Tuesday, August 30, 2016

Sounding Board

I need to vent! I would like to be heard, but will you listen? You did not yesterday. My goodness, a health care provider refusing to help me because  if what it looks like for you and your precious record. Yet do you consider what it feels like for me, around the clock in a 24 hour period, to only begin again the next hour.

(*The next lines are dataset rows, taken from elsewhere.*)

PR #2953, opened 2023-04-13
test: Apollo client operation cache test when `publishResultToStore` is true

tokizuoh:
ref: #2952, #2929

- Add a test if the `publishResultToStore` argument to `ApolloClient.perform` is true, i.e. cached after perform, and `publishedRecordSets` in `MockStore` is not empty.

### DIFF
--- a/Tests/ApolloTests/ApolloClientOperationTests.swift
+++ b/Tests/ApolloTests/ApolloClientOperationTests.swift
@@ -92,7 +92,21 @@ final class ApolloClientOperationTests: XCTestCase {
     self.wait(for: [serverRequestExpectation, performResultFromServerExpectation], timeout: 0.2)
 
     // then
-    expect(self.store.publishedRecordSets).notTo(beEmpty())
+    expect(self.store.publishedRecordSets.count).to(equal(1))
+    
+    let actual = self.store.publishedRecordSets[0]
+    expect(actual["MUTATION_ROOT"]).to(equal(
+      Record(key: "MUTATION_ROOT", [
+        "createReview": CacheReference("MUTATION_ROOT.createReview")
+      ])
+    ))
+    expect(actual["MUTATION_ROOT.createReview"]).to(equal(
+      Record(key: "MUTATION_ROOT.createReview", [
+        "__typename": "Review",
+        "stars": 3,
+        "commentary": ""
+      ])
+    ))
   }
 
   func test__performMutation_givenPublishResultToStore_false_doesNotPublishResultsToStore() throws {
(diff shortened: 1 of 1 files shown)


Tests/ApolloTests/ApolloClientOperationTests.swift
```diff
@@ -41,21 +41,59 @@ final class ApolloClientOperationTests: XCTestCase {
...
-          .field("stars", Int.self),
-          .field("commentary", String?.self)
-        ] }
-      }
+  func test__performMutation_givenPublishResultToStore_true_publishResultsToStore() throws {
+    let mutation = MockMutation<GivenSelectionSet>()
+    let resultObserver = self.makeResultObserver(for: mutation)
+
+    let serverRequestExpectation = self.server.expect(MockMutation<GivenSelectionSet>.self) { _ in
+      [
```
calvincestari, line 64: This looks like common data between both tests and could be pulled out into the test class.

Tests/ApolloTests/ApolloClientOperationTests.swift
```diff
@@ -41,21 +41,59 @@ final class ApolloClientOperationTests: XCTestCase {
...
+
+    // when
+    self.client.perform(mutation: mutation,
+                        publishResultToStore: true,
+                        resultHandler: resultObserver.handler)
+
+    self.wait(for: [serverRequestExpectation, performResultFromServerExpectation], timeout: 0.2)
+
+    // then
+    expect(self.store.publishedRecordSets).notTo(beEmpty())
```
calvincestari, line 93: I think it would be better to test specifically for a single entry into the store and for the record that was added. This ensures that if somehow there is a different record written to the store this test will then fail.

calvincestari (changes requested):
Thanks for the contribution @tokizuoh! Some minor cleanup still to do but great idea to add the test - thank you.

Tests/ApolloTests/ApolloClientOperationTests.swift
tokizuoh: Indeed.
fixed: [92c233a](https://github.com/apollographql/apollo-ios/pull/2953/commits/92c233a940ad1236e2c9d6e71055e86e1a30e2ba)

Tests/ApolloTests/ApolloClientOperationTests.swift
tokizuoh: Thanks for your suggestion!
fixed: [5b9df5f](https://github.com/apollographql/apollo-ios/pull/2953/commits/5b9df5ff6c1bc1389c7d8a3cb5fa85e16b800708)

PR #59, opened 2017-10-17
Remove all references to deprecated fields

littledice:
* Updated models to point to master, and re-generated classes
* Removed references to deprecated fields
* Remove sources dropdown from demographic data download


app/config/api_version
```diff
@@ -1 +1 @@
-a364195
\ No newline at end of file
+master
```
littledice: seeing as we're aiming at CI for the API :)

app/src/test/contrib/fetch/DemographicFetchTests.ts
```diff
@@ -38,54 +38,44 @@ describe("DemographicStore.fetchOneTimeToken", () => {
...
 
-        // Next, show that it does nothing if no source is selected
-        demographicActions.selectDataSet(dataSet.id);
-        demographicStore.fetchOneTimeToken().catch(doNothing);
-        expect(stub.called).to.equal(false, "Fetched token even though data set was not selected");
 
-        // Next, select a source as well and show that this makes the difference
-        demographicActions.selectSource(dataSet.sources[0]);
-        demographicStore.fetchOneTimeToken().catch(doNothing);
-        expect(stub.called).to.equal(true, "Did not fetch token even though data set was selected");
```
MartinEden: Previously this test showed that it didn't fetch until it was meant to, and then that it did fetch once you had selected all the options.

Now it just shows that it doesn't fetch if you don't select a data set. Shouldn't it also check that it does fetch when you have selected one?

PR #64, opened 2017-10-26
Add reporting portal integration tests

littledice:


app/scripts/run-development-apis.sh
```diff
@@ -11,20 +11,10 @@ function on_interrupt() {
...
 }
 
-# Generate report test data
-docker pull $registry/orderly:$orderly_version
-docker run --rm \
-    --entrypoint create_orderly_demo.sh \
-    -v montagu_orderly_volume:/orderly \
-    $registry/orderly:$orderly_version \
-    /orderly
-
```
littledice: this moved to `run-apis.sh` as always needed when that script runs

app/scripts/run-apis.sh
```diff
@@ -15,10 +15,22 @@ docker run --rm \
...
+# Generate report test data
+docker pull $registry/orderly:$orderly_version
+docker run --rm \
+    --entrypoint create_orderly_demo.sh \
+    -v montagu_orderly_volume:/orderly \
+    $registry/orderly:$orderly_version \
+    /orderly
+
+docker exec montagu_reporting_api_1 sh -c 'cp /orderly/demo/. /orderly/ -r'
+
```
littledice: this is a workaround as the orderly task generates the 'demo'  folder we want as a subfolder of the orderly directory

app/scripts/run-apis.sh
```diff
@@ -15,10 +15,22 @@ docker run --rm \
     $registry/montagu-cert-tool:$cert_tool_version \
     gen-keypair /workspace
 
+docker volume prune -f
```
littledice: If the orderly volume hasn't been cleaned up for any reason, the below test generation task will fail

MartinEden: We shouldn't prune all volumes. It's fine for test/development tasks to stop and remove containers. But volumes are meant to be the persistent part. If the developer has anything on their machine in a volume that they actually want they could lose it by running this test.

Maybe you could just `docker volume rm` the appropriate volume?

littledice:
Ok, that makes sense. Let's merge this in as the first step (I've created a subtask which this PR can close (https://vimc.myjetbrains.com/youtrack/issue/VIMC-851) and will continue work on the larger task of getting full test coverage.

Yes, you considered it and then proceeded to tell me that you did not believe the diagnosis and thought it be be psychosomatic. You actually said that! Well, thanks again. I had another horrific evening and night, and I'm up this A.M. still jerking, which you think in your own understand, which is little to none in this matter that talking with someone my seizures would just go away. Are You Crazy?  I know, I'm not.  You say I am! Ther nerve of you. I can't believe I sat in your office with you telling me this stuff.  I sure hope you feel real protected in not helping a patient that needed your help, but you refused.  Really I wish you had to spend your nights and days just like I do, in REAL pain and no one to help. You deserve it. Someday it will come around. Got to find a new doctor. And as you left the room, you said, "I'm not trying to hurt you!" Well you did! I hope you didn't sleep feeling your quilt. And hope you can't sleep the next and the next. Am I angry? Yes, I can't continue like this, but you said No, I can't,  I won't help you.